Positioning Security as a Buyer-Centric Differentiator: Lessons from Sotero’s Data-in-Use Encryption Breakthrough
In the SaaS and tech world, innovation alone doesn’t win markets. The products that break through are the ones that are positioned so buyers understand, believe in, and act on the value.
Sotero’s patented “data-in-use” encryption — the ability to keep data encrypted even while it’s being processed — is a massive technical leap in cybersecurity. But in a market saturated with security vendors, technology was only half the battle.
The other half?

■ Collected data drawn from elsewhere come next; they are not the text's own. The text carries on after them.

PR #1007, opened 2022-11-04
Make path required for DisconnectedSync

blagoev:


nirinchev (commented):
I think a good test would be one where you don't specify the path explicitly:

```dart
final config = Configuration.flexibleSync(user);
final realm = await createRealmForCompact(config);

final compacted = Realm.compact(config);
```

That way we verify that the disconnected sync change really works. Additionally, we could write a simple test that verifies that the path generated via `Configuration.flexibleSync` is the same as the path for `Configuration.disconnectedSync`.

desistefanova (approved):

nielsenko (approved):
It is getting late. If it is important to add to 0.7.0+rc then you have my approval. I don't fully grok why we need a user, when a user is not needed by core.

blagoev:
@nielsenko I changed this to require a path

Positioning the innovation so buyers could see it not as a “cool feature,” but as a mission-critical solution worth investing in immediately.
Lesson 1: Anchor Positioning in the Buyer’s Most Ignored Pain Point
For years, encryption focused on “data at rest” and “data in motion.” Buyers were told they were safe — until they learned that data is unencrypted while in use, which is when most business operations happen.
Sotero’s wedge wasn’t “better encryption.” It was framing the gap as a critical blind spot in existing security strategies — one attackers already exploit.
Positioning takeaway: In complex tech markets, buyers don’t rally around features; they rally around urgent, costly problems they didn’t know they had.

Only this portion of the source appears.